Se ha acabado la calma en el terreno de los clientes para el sector bancario que hasta ahora había logrado mantener a las fintech y, sobre todo, a sus mayores competidores “atacantes” potenciales, como Google, Amazon, Facebook o Alibaba “extramuros” de sus fortalezas, desde su posición de dominio de los clientes de productos y servicios financieros.

Las nuevas figuras que aparecerán en escena, los  “Proveedores de Servicios de Pago” (PISP), básicamente los comerciantes, que ya podrán acceder a las cuentas bancarias de sus clientes, o los “Proveedores de servicios de información de cuentas” (AISP), que acumularán los datos financieros de clientes con más de una cuenta bancaria, para ofrecerles una experiencia más integrada y perfeccionada, van a permitir a a los usuarios de servicios financieros un cambio de actitud, una mayor autonomía y capacidad de decisión. Por el contrario, las entidades bancarias tendrán que ponerse las pilas para satisfacer a esos clientes y sus nuevas exigencias.

Las entidades bancarias tendrán que ponerse las pilas para satisfacer las nuevas exigencias de sus clientes

Es cierto que son pocos los clientes que son conscientes de las puertas que estas nuevas figuras y la nueva reglamentación les abrirán a la hora de acceder a distintos servicios financieros y podría pensarse que esta falta de concienciación puede ralentizar el proceso, otorgando a los bancos una cierta moratoria que les permita absorber mejor su impacto.

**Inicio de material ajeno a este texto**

Issue #3835, opened 2026-05-08
Incorrect time used for Service Hours on Video Call


RaulConstan:
### Description of problem
The v4.0.0 6402 app calls:
[08/May/2026:07:58:58 -0700] 216.232.79.208 "GET /video/v2/service_hours HTTP/1.1" 200 516 "BCServicesCard/4.0.0 (Android 16; Build 6402)" "-" 1850 3329 12976 +
	
[08/May/2026:07:58:58 -0700] 216.232.79.208 "GET /video/v2/destinations HTTP/1.1" 200 84 "BCServicesCard/4.0.0 (Android 16; Build 6402)" "-" 1849 2896 4088 +

This results in a mismatch with the IAS server hours of operation for Video Call.

### Expected behavior
v4 and IAS are on the same time periods

### Steps to reproduce
v4 is off by 1 hour than the IAS PROD
1. Complete setup steps to Step 4 BCSC flow
2. Click step 5 and select Video Call between 7:30 am and 8:00 am

### Screenshots and/or log output

<img width="1080" height="2340" alt="Image" src="https://github.com/user-attachments/assets/9ab8d515-e506-4428-bae9-0273065c1699" />

### Environment
PRODUCTION

Build #:
6402

Android Device Model:
S25 (Android 16)

iOS Device Model:

jleach:
Probably related to the date parsing as resolved in #3800. If so, try and use the same helper so we consolidate date / TS parsing to a single location the code.

bryce-mcmath:
will be in 6428

RaulConstan:
Confirmed in 6434 (PROD Video Call)

Issue #3834, opened 2026-05-08
Camera zooms 2x after the back button used


RaulConstan:
### Description of problem
The camera zooms after scanning the first time and using the back button to re-scan a CSN in step 2.

### Expected behavior
Honestly not sure - Clecio did talk about a 2x zoom but not clear when it's supposed to happen.

### Steps to reproduce
1. Create new account
2. Step 2: scan a CSN
3. Click back button
4. Get to the camera scan again
5. Observe the 2x zoom the on the 2nd camera scan.

### Screenshots and/or log output

https://github.com/user-attachments/assets/b9659001-cdcb-4910-b1d4-4655f81f266e

### Environment

Build #:
6402

Android Device Model:
S25 Android 16.

iOS Device Model:

jleach:
Chatted about this internally. Plan is to drop the initial zoom from 2x to 1x on the scan-serial screen — matches v3 and the first-mount state, so coming back won't surprise-zoom anymore.

Leaving the component default at 2x in case it's useful elsewhere down the road.

bryce-mcmath:
will be in 6428

bryce-mcmath:
apk available here: https://github.com/bcgov/bc-wallet-mobile/actions/runs/25583706406

bryce-mcmath:
closing as per comments on #3844

PR #3837, opened 2026-05-08
fix: timezone and initial zoom

bryce-mcmath:
# Summary of Changes

- Timezone corrected (BC is now permanently +7, no more DST changing)
- Initial zoom always 1x now (there is a bug on Android that is fixed in v5 of react native vision camera that will enable us to use other initial zooms without issue)

# Testing Instructions

Card serial scanning. Timezone is hard to verify except at 5pm - 6pm or 7:30am-830am

# Acceptance Criteria

Works

N/A

# Related Issues

#3834 
#3835

### DIFF
--- a/app/src/bcsc-theme/utils/service-hours-formatter.ts
+++ b/app/src/bcsc-theme/utils/service-hours-formatter.ts
@@ -199,7 +199,7 @@ const getCurrentTimeInTimezone = (timezone: string): Date => {
   const now = new Date()
   if (timezone === PACIFIC_TIMEZONE) {
     const utcTime = now.getTime() + now.getTimezoneOffset() * 60000
-    const pacificOffset = -8 * 60 * 60000
+    const pacificOffset = -7 * 60 * 60000
     return new Date(utcTime + pacificOffset)
   }
   return now
--- a/app/src/bcsc-theme/components/CodeScanningCamera.tsx
+++ b/app/src/bcsc-theme/components/CodeScanningCamera.tsx
@@ -128,7 +128,7 @@ const CodeScanningCamera: React.FC<CodeScanningCameraProps> = ({
   showBarcodeHighlight = false,
   enableScanZones = false,
   scanZones,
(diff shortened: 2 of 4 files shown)


app/src/bcsc-theme/utils/service-hours-formatter.ts
```diff
@@ -199,7 +199,7 @@ const getCurrentTimeInTimezone = (timezone: string): Date => {
   const now = new Date()
   if (timezone === PACIFIC_TIMEZONE) {
     const utcTime = now.getTime() + now.getTimezoneOffset() * 60000
-    const pacificOffset = -8 * 60 * 60000
+    const pacificOffset = -7 * 60 * 60000
```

Pues bien, sería un error actuar desde estos presupuestos ya que las fintech y los competidores “atacantes” van a tratar de acelerar al máximo el proceso y alimentar el conocimiento de los usuarios con un agresivo marketing.

Solo caben las alianzas

Por tanto, solo cabe la opción de las alianzas. Por eso el año 2018 puede traer sorpresas importantes en este terreno, con acuerdos de gran calado entre los bancos y las compañías mejor posicionadas a la hora de ampliar el abanico de servicios; y no sólo las ya citadas Google, Amazon, Facebook o Alibaba sino también teleoperadoras, grandes cadenas de distribución ó startups del universo fintech que permitan a las entidades bancarias ofrecer a sus clientes aplicaciones que mejoren su experiencia de usuario partiendo del inmenso volumen de información sobre ellos que almacenan los bancos, sin que hasta ahora hayan sido capaces de tratarlos y procesarlos permitiendo al usuario un mejor conocimiento de sus opciones, sus costes y sus posibilidades.

Lo mismo ocurrirá en el terreno de los medios y sistemas de pago, terreno en el que los bancos no podrán permitirse la oferta limitada de las tarjetas de crédito y débito. De hecho, numerosas entidades bancarias están introduciendo entre sus clientes nuevas pasarelas y plataformas de pago a través del móvil o del smartwatch, un proceso que se acelerará en 2018 y extenderá las posibilidades de pago y la operativa en otros terrenos al automóvil o el internet de las cosas.